(Beginning of Exercise data)
PR #1124, opened 2019-05-14
Simplify groups service `load` method using async/await

robertknight:
This is a follow up to https://github.com/hypothesis/client/pull/1122 which removes about 20 lines of code from the `load()` method and reduces the number of scopes and conditionals.

I suggest a commit-by-commit review, but in brief I used async/await syntax to eliminate Promise chains, then removed short-lived variables that were no longer needed and finally moved some variables closer to where they were first used.

This should make it easier to amend this function in future if there are any further changes to the business rules.

### DIFF
--- a/src/sidebar/services/groups.js
+++ b/src/sidebar/services/groups.js
@@ -222,7 +222,7 @@ function groups(
       });
     }
 
-    let [
+    const [
       myGroups,
       featuredGroups,
       token,
@@ -241,11 +241,12 @@ function groups(
     // don't already have it.
 
     // If there is a direct-linked group, add it to the featured groups list.
-    featuredGroups =
+    if (
       directLinkedGroup &&
       !featuredGroups.some(g => g.id === directLinkedGroup.id)
-        ? featuredGroups.concat([directLinkedGroup])
-        : featuredGroups;
+    ) {
+      featuredGroups.push(directLinkedGroup);
+    }
 
     // If there's a direct-linked annotation it may require an extra API call
     // to fetch its group.
--- a/src/sidebar/services/groups.js
+++ b/src/sidebar/services/groups.js
@@ -171,7 +171,7 @@ function groups(
 
     // Step 2: Concurrently fetch the groups the user is a member of,
     // the groups associated with the current document and the annotation
-    // or group that was direct-linked (if any).
+    // and/or group that was direct-linked (if any).
     const params = {
       expand: ['organization', 'scopes'],
     };
--- a/src/sidebar/services/groups.js
+++ b/src/sidebar/services/groups.js
@@ -290,15 +290,14 @@ function groups(
 
     store.loadGroups(groups);
 
-    if (
-      isFirstLoad &&
-      groups.some(g => g.id === directLinkedAnnotationGroupId)
-    ) {
-      store.focusGroup(directLinkedAnnotationGroupId);
-    } else if (isFirstLoad && groups.some(g => g.id === directLinkedGroupId)) {
-      store.focusGroup(directLinkedGroupId);
-    } else if (isFirstLoad && groups.some(g => g.id === prevFocusedGroup)) {
-      store.focusGroup(prevFocusedGroup);
+    if (isFirstLoad) {
+      if (groups.some(g => g.id === directLinkedAnnotationGroupId)) {
+        store.focusGroup(directLinkedAnnotationGroupId);
+      } else if (groups.some(g => g.id === directLinkedGroupId)) {
+        store.focusGroup(directLinkedGroupId);
+      } else if (groups.some(g => g.id === prevFocusedGroup)) {
+        store.focusGroup(prevFocusedGroup);
+      }
     }
 
     return groups;
--- a/src/sidebar/services/groups.js
+++ b/src/sidebar/services/groups.js
@@ -158,8 +158,7 @@ function groups(
    * group.
    *
    * The groups that are fetched depend on the current user, the URI of
-   * the current document, and whether any direct-links were followed (either
-   * to an annotation or group).
+   * the current document, and the direct-linked group and/or annotation.
    *
    * @return {Promise<Group[]>}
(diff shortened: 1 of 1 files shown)


src/sidebar/services/groups.js
```diff
@@ -163,164 +163,144 @@ function groups(
...
+
+    // If there's a direct-linked annotation it may require an extra API call
+    // to fetch its group.
+    let directLinkedAnnotationGroupId = null;
+    if (directLinkedAnn) {
+      // Set the directLinkedAnnotationGroupId to be used later in
+      // the filterGroups method.
+      directLinkedAnnotationGroupId = directLinkedAnn.group;
+
+      const directLinkedAnnGroup = myGroups
```
hmstepanek: While reviewing I had to really think about why this was checking for the group in both lists. Maybe this was just me having a durp moment but I was thinking that might indicate that a comment might be in order here. I was really struggling with the why part of this which is actually in the comment after this line.

`// Check to see if the group has already been fetched.`

src/sidebar/services/groups.js
```diff
@@ -163,164 +163,144 @@ function groups(
...
+    const groups = filterGroups(
+      combineGroups(myGroups, featuredGroups, documentUri),
+      isLoggedIn,
+      directLinkedAnnotationGroupId,
+      directLinkedGroupId
+    );
+
+    injectOrganizations(groups);
+
+    // Step 5. Load the groups into the store and focus the appropriate
```
hmstepanek: The step comments help break up the problem. Just thinking out loud here but, they might be good markers for refactoring these into functions later.

src/sidebar/services/groups.js
```diff
@@ -163,164 +163,144 @@ function groups(
    *
    * @return {Promise<Group[]>}
    */
-  function load() {
-    let uri = Promise.resolve(null);
+  async function load() {
+    // Step 1: Get the URI of the active document, so we can fetch groups
+    // associated with that document.
+    let uri = null;
```
hmstepanek: I could be wrong but I think this code could be simplified by doing:
```
let documentUri = null;
.
.
.
    if (isSidebar) {
      documentUri = await getDocumentUriForGroupSearch();
    }
```

src/sidebar/services/groups.js
```diff
@@ -163,164 +163,144 @@ function groups(
...
-      uri = getDocumentUriForGroupSearch();
+      uri = await getDocumentUriForGroupSearch();
     }
-    const directLinkedGroupId = store.getState().directLinkedGroupId;
-    const directLinkedAnnId = store.getState().directLinkedAnnotationId;
+    documentUri = uri;
+
+    // Step 2: Concurrently fetch the groups the user is a member of,
+    // the groups associated with the current document and the annotation
+    // or group that was direct-linked (if any).
```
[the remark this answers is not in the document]
robertknight: It doesn't make sense to allow a direct link to an annotation AND a group, because the client can only follow one or the two instructions. The fact that a user can specify both in the client config, now that I reconsider it, a flaw in the API design. If we had designed it like this:

```js
{
  // Direct link to an annnotation...
  directLink: { 'type': 'annotation', id: '123' }, 

  // ...OR direct link to a group
  directLink: { 'type': 'group', id: '456' }, 
}
```

That would have eliminated that possibility.

Given that we've shipped this, I think we should simply decide that if both settings are present, one takes precedence over the other.

src/sidebar/services/groups.js
robertknight: Perhaps. The goal of this PR was to make the `load` function as "direct" as possible, ie. a set of sequential steps with minimal branching.

src/sidebar/services/groups.js
robertknight: I'll move the comment below up to make this clearer.

src/sidebar/services/groups.js
```diff
@@ -163,164 +163,144 @@ function groups(
...
-        // the groups associated with the current document and the annotation
-        // or group that was direct-linked (if any).
-        if (authority) {
-          params.authority = authority;
-        }
-        if (uri) {
-          params.document_uri = uri;
+    // If there is a direct-linked group, add an API request to get that
+    // particular group since it may not be in the results returned by
+    // group.list or profile.groups.
```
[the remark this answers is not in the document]
robertknight: I like this suggestion, but I also see a risk here that the comment gets out of date, so I've simplified it to just refer to groups that have been fetched by "other requests".

src/sidebar/services/groups.js
robertknight: You're right. I'll do this.

robertknight:
Please take another look when convenient @hmstepanek

src/sidebar/services/groups.js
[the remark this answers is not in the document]
hmstepanek: Here's the thread on slack where I considered what to do here: https://hypothes-is.slack.com/archives/C1M8NH76X/p1554397519016100. In summary, the direct-linked annotation does take precedents but it still may grab the direct-linked group that wasn't in the list of groups and add it to the list.

src/sidebar/services/groups.js
hmstepanek: Just a thought certainly not something I intended to be done for this particular PR. :)

src/sidebar/services/groups.js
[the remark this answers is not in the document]
hmstepanek: While I do like that suggested approach/change, I do think this comment still needs to be adjusted to accurately describe what's _currently_ happening.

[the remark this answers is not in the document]
hmstepanek: @robertknight This was the comment I was referring to that needs addressing.

robertknight:
Hi @hmstepanek - I have updated the comments and made some notes in the commits to reflect the fact that both an annotation and a group can currently be direct-linked. PTAL.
(End of Exercise data)
▶ _What is expected_: What lines above contain the word "thinking"? Return each such line.

▶ _Written solution_:
hmstepanek: While reviewing I had to really think about why this was checking for the group in both lists. Maybe this was just me having a durp moment but I was thinking that might indicate that a comment might be in order here. I was really struggling with the why part of this which is actually in the comment after this line.
hmstepanek: The step comments help break up the problem. Just thinking out loud here but, they might be good markers for refactoring these into functions later.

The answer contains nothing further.